**Exercise prompt:**
Your task is to output, without alteration, each line from the one containing "Also, we can" through the final line of the records below.

**Task material:**
= = = = = = =

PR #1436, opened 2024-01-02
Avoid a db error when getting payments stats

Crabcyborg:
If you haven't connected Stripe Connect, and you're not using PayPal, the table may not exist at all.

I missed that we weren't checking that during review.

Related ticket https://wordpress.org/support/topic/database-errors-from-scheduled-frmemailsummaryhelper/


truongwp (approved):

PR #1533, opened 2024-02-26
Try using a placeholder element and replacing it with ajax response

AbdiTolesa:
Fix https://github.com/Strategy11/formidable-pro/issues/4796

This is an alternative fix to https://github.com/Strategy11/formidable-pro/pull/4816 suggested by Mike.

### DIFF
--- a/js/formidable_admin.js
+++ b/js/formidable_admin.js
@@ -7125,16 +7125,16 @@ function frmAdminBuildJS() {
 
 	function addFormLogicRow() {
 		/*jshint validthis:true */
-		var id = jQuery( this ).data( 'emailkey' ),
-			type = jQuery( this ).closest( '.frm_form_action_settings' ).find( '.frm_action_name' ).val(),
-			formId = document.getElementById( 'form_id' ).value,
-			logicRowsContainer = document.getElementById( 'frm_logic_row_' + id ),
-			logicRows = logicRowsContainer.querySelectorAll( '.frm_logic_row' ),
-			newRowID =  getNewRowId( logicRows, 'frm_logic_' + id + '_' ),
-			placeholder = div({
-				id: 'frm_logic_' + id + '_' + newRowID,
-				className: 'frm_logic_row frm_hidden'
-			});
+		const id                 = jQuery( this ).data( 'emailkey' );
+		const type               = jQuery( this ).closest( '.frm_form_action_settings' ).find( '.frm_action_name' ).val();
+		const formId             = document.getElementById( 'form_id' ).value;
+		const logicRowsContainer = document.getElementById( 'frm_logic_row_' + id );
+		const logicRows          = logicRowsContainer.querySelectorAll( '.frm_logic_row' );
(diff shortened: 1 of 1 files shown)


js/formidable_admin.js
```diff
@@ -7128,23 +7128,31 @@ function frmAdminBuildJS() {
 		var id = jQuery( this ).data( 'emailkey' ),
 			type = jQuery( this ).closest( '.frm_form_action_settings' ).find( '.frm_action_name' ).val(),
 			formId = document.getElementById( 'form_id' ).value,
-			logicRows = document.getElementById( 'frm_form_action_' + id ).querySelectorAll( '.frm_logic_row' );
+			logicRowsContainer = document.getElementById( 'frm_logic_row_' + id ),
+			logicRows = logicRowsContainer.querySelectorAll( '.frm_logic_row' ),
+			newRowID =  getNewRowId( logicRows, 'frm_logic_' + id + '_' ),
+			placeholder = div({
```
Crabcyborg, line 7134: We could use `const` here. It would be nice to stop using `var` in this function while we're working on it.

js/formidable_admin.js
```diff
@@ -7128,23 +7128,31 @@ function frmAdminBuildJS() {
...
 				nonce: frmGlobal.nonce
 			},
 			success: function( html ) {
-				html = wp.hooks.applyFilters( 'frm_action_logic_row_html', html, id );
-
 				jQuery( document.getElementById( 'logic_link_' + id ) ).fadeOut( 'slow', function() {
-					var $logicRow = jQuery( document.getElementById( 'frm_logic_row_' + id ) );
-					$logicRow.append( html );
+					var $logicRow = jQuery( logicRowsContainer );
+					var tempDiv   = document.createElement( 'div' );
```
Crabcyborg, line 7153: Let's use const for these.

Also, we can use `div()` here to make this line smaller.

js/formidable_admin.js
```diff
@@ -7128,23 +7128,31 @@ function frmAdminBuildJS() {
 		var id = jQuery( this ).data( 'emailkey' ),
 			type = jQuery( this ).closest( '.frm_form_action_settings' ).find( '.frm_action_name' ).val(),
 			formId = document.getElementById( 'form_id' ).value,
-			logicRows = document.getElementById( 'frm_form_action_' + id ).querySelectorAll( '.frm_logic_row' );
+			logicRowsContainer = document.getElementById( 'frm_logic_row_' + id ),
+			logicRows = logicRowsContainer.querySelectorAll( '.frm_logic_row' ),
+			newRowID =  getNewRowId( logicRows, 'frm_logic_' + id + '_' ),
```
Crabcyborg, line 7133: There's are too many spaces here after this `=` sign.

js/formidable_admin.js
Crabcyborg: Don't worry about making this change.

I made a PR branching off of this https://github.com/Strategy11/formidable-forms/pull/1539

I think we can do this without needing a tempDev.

= = = = = = =

**Answer space:**
Also, we can use `div()` here to make this line smaller.

js/formidable_admin.js
```diff
@@ -7128,23 +7128,31 @@ function frmAdminBuildJS() {
 		var id = jQuery( this ).data( 'emailkey' ),
 			type = jQuery( this ).closest( '.frm_form_action_settings' ).find( '.frm_action_name' ).val(),
 			formId = document.getElementById( 'form_id' ).value,
-			logicRows = document.getElementById( 'frm_form_action_' + id ).querySelectorAll( '.frm_logic_row' );
+			logicRowsContainer = document.getElementById( 'frm_logic_row_' + id ),
+			logicRows = logicRowsContainer.querySelectorAll( '.frm_logic_row' ),
+			newRowID =  getNewRowId( logicRows, 'frm_logic_' + id + '_' ),
```
Crabcyborg, line 7133: There's are too many spaces here after this `=` sign.

js/formidable_admin.js
Crabcyborg: Don't worry about making this change.

I made a PR branching off of this https://github.com/Strategy11/formidable-forms/pull/1539

I think we can do this without needing a tempDev.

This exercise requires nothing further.